About this exercise:
Please copy out the lines in the entries that contain "enum".

* * *

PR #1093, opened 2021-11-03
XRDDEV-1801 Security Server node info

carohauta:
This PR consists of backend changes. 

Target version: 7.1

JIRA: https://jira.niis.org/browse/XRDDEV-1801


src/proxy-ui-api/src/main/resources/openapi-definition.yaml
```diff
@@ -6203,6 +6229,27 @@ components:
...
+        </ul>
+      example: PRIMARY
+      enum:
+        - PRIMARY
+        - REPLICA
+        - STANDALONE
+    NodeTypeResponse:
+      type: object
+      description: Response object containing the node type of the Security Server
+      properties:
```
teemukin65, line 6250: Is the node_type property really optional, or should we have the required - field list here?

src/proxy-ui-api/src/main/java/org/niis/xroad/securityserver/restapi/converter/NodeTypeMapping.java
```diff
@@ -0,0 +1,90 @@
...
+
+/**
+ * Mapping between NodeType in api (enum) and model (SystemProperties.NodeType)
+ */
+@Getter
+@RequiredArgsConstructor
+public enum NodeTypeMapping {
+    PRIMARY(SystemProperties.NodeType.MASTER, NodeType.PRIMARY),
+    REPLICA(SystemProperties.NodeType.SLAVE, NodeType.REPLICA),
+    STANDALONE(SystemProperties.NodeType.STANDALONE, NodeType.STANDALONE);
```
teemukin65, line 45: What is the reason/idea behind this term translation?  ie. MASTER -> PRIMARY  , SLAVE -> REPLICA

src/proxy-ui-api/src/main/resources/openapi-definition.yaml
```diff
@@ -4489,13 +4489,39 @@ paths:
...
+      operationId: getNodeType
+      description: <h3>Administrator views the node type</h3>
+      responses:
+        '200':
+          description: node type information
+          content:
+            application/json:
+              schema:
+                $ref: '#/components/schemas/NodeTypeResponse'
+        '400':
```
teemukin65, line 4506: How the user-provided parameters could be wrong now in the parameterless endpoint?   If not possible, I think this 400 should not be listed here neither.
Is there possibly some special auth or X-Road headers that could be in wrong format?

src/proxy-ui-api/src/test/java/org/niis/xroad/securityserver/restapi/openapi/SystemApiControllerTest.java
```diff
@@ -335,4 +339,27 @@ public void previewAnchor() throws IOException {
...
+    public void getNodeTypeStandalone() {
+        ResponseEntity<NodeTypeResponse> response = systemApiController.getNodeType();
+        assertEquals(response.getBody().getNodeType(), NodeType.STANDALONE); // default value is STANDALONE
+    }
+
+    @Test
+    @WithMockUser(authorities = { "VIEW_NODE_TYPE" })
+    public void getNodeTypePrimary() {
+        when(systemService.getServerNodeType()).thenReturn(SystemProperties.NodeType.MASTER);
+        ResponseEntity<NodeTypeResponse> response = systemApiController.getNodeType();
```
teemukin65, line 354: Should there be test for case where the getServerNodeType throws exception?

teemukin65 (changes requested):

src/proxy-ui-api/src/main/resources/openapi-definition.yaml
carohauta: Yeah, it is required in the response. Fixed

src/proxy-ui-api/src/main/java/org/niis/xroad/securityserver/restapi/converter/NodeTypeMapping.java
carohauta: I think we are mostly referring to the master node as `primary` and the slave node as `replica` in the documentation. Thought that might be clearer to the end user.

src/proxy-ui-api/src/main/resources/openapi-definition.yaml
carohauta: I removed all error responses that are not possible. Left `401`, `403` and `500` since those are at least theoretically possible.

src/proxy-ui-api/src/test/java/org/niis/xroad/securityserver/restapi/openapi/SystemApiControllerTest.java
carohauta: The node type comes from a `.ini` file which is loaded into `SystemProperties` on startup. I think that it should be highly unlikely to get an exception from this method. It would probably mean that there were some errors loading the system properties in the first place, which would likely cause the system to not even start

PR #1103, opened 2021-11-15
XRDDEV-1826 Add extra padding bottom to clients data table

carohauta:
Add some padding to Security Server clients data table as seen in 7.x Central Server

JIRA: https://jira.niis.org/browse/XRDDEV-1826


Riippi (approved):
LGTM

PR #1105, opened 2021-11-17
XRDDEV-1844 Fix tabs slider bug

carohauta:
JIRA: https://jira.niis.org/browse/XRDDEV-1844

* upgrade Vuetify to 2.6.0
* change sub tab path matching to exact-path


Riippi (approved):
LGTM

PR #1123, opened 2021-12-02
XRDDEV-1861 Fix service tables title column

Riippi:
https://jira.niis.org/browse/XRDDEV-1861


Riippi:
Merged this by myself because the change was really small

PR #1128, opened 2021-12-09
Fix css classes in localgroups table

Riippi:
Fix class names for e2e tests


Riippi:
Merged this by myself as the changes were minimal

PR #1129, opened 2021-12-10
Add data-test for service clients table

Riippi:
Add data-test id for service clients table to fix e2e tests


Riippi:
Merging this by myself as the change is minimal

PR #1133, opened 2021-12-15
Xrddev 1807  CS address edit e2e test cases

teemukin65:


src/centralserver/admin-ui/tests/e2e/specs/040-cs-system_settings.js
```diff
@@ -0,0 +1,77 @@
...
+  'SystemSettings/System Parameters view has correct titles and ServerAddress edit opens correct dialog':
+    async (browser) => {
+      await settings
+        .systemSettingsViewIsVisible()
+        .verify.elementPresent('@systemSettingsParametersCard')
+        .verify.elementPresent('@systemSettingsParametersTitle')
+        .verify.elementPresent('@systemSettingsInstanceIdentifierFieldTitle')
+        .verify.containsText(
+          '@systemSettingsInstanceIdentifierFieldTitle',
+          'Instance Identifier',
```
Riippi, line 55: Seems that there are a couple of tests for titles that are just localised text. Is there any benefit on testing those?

* * *

Completed task:
+      enum:
+ * Mapping between NodeType in api (enum) and model (SystemProperties.NodeType)
+public enum NodeTypeMapping {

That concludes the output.